Life is Like a Jazz Piece

Have you ever had a true meeting, perhaps with a mysterious stranger who left you with a spiritual message that has stayed with you throughout your life.

“Don’t play what’s there, play what’s not there.”  Miles Davis


​Jazz is all about improvisation. Nevertheless, a jazz musician always returns to what is called the base line. You can improvise all around the base line, but you must always return to it.

Is this not what the spiritual path is about?

One’s Sādhanā, or spiritual journey, is concerned with the return to the One, the Ground of Being. This reflection provides us with a profound sense of what free will is. We have the freedom to go off in any direction, and we can riff all we may wish. Nevertheless, in order to be an accomplished musician in life, we must continue to return to the base line. Otherwise,we will find ourselves to be without direction.

Free will allows us to move away from the trajectory of our soul, but we must eventually return to the base line.

What is this base line? I feel that this is the movement of the soul along its divine trajectory. Do you feel you’ve lost a sense of your life’s trajectory?

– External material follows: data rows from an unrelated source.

PR #2360, opened 2026-04-23
feat: perf improvements to `MeteringStore` 

wlawt:
- Add TTL
- Change from LFU to LRU, ensures that `insert()` always adds a new entry and evicts an old one. LFU is based on the probability a candidate may be used again which means that an insertion might not actually add the new tx hash when we want it to

### DIFF
--- a/bin/builder/src/cli.rs
+++ b/bin/builder/src/cli.rs
@@ -348,7 +348,11 @@ mod tests {
         use base_builder_core::MeteringProvider;
         use base_bundles::MeterBundleResponse;
 
-        let args = Args { metering_store_ttl_secs: 60, ..Default::default() };
+        let args = Args {
+            metering_store_ttl_secs: 60,
+            enable_resource_metering: true,
+            ..Default::default()
+        };
         let store = args.build_metering_store();
         let tx_hash = TxHash::random();
         store.insert(
--- a/bin/builder/src/cli.rs
+++ b/bin/builder/src/cli.rs
@@ -121,10 +121,9 @@ pub struct Args {
     pub tx_data_store_buffer_size: usize,
 
     /// TTL in seconds for entries in the metering store cache.
-    /// Stale entries are evicted after this duration, preventing `TinyLFU` admission
-    /// rejections for new metering data.
+    /// Stale entries are evicted after this duration.
     #[arg(long = "builder.metering-store-ttl-secs", default_value = "30")]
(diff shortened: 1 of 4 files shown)


cb-heimdall:
<table>
<tr>
<th>Requirement</th>
<th>Status</th>
<th>More Info</th>
</tr>
<tr>
<td>Reviews</td>
<td>
✅
<code>1/1</code>
</td>
<td>
<details>
<table>
<tr>
<td>
<details>
<table>
<tr>
<td>0</td>
</tr>
<tr>
<td>0</td>
</tr>
<tr>
<td>0</td>
</tr>
<tr>
<td>
</td>
<td>1</td>
</tr>
<tr>
<td>
<details>
<table>
<tr>
<td><strong>Max</strong></td>
<td><strong>0</strong></td>
</tr>
</table>
</details>
</td>
<td>0</td>
</tr>
<tr>
<td>
From <code>CODEOWNERS</code>
</td>
<td>0</td>
</tr>
<tr>
<td>Global minimum</td>
<td>0</td>
</tr>
<tr>
<td><strong>Max</strong></td>
<td>
<strong>
1
</strong>
</td>
</tr>
</table>
</details>
</td>
<td>1</td>
</tr>
<tr>
<td>0</td>
</tr>
<tr>
<td><strong>Sum</strong></td>
<td><strong>1</strong></td>
</tr>
</table>
</details>
</td>
</tr>
</table>

bin/builder/src/cli.rs
```diff
@@ -120,6 +120,11 @@ pub struct Args {
     #[arg(long = "builder.tx-data-store-buffer-size", default_value = "10000")]
     pub tx_data_store_buffer_size: usize,
 
+    /// TTL in seconds for entries in the metering store cache.
+    /// Stale entries are evicted after this duration.
+    #[arg(long = "builder.metering-store-ttl-secs", default_value = "30")]
```
wlawt, line 125: should default value be lower?

niran: I think the only reason to have a TTL would be to ensure that there's space for bursts of activity. That means the TTL would need to be lower than the current time it takes for the whole queue to roll over. So since a 10,000 entry queue can handle 333 entries per second for 30 seconds, that TTL should give us a good amount of headroom over the current eviction rate of ~150 entries per second.

But lower is fine too. 10 seconds? Since the `needed_at` cache has the same TTL, we don't want to go too low.

niran (approved):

“Life is Like a Jazz Piece”

POINTS FOR REFLECTION

1) Are you entirely certain that we exercise free will? 

2) Do you believe that the totality of past events inevitably causes what occurs in the present moment?

​3) Is there such a thing as inevitability? Given that most behavior is not mindful, can we reasonably speak of freedom?

4) On the other hand, can you imagine the sheer freedom of experiencing the soul’s movement along its divine trajectory?

3 thoughts on “Life is Like a Jazz Piece”

  1. It’s an interesting observation, Tim. It seems valid, to me! I, like you, have spent my life largely in search of the elusive baseline, only to recently discover that it’s been within me the whole time.

    From what I’ve witnessed, most people, including fellow travelers along this road, only get as far as their intellects can take them. They have voluminous knowledge of most of the great philosophers of the age, and for many, (not including you, I don’t think), that seems to substitute for actually getting there.
    To me, simply knowing this stuff is much like my knowing as much as I do about how to play the flute, or cello. That’s quite a bit. But when I try to play a flute, I sound like I’m blowing into a coke bottle! And there’s an even stronger parallel there than meets the eye. More on that, later.

  2. I was told that among jazz saxaphonists, it is said “it’s easy play the sax poorly; it’s very difficult to play it well”. This harkens back to a quote elsewhere on your site: “the unexamined life is not worth living”. So, it takes no discernment to live life poorly, but much intent, and practice, to live it well.

    Unless one finds oneself to be a savant of living, just from Grace. (I hear tell.)

  3. Also, Tim, I’ve got to say your ‘points for reflection’ are excellent. They really take us to the point of not-knowing, from which all wisdom must arise.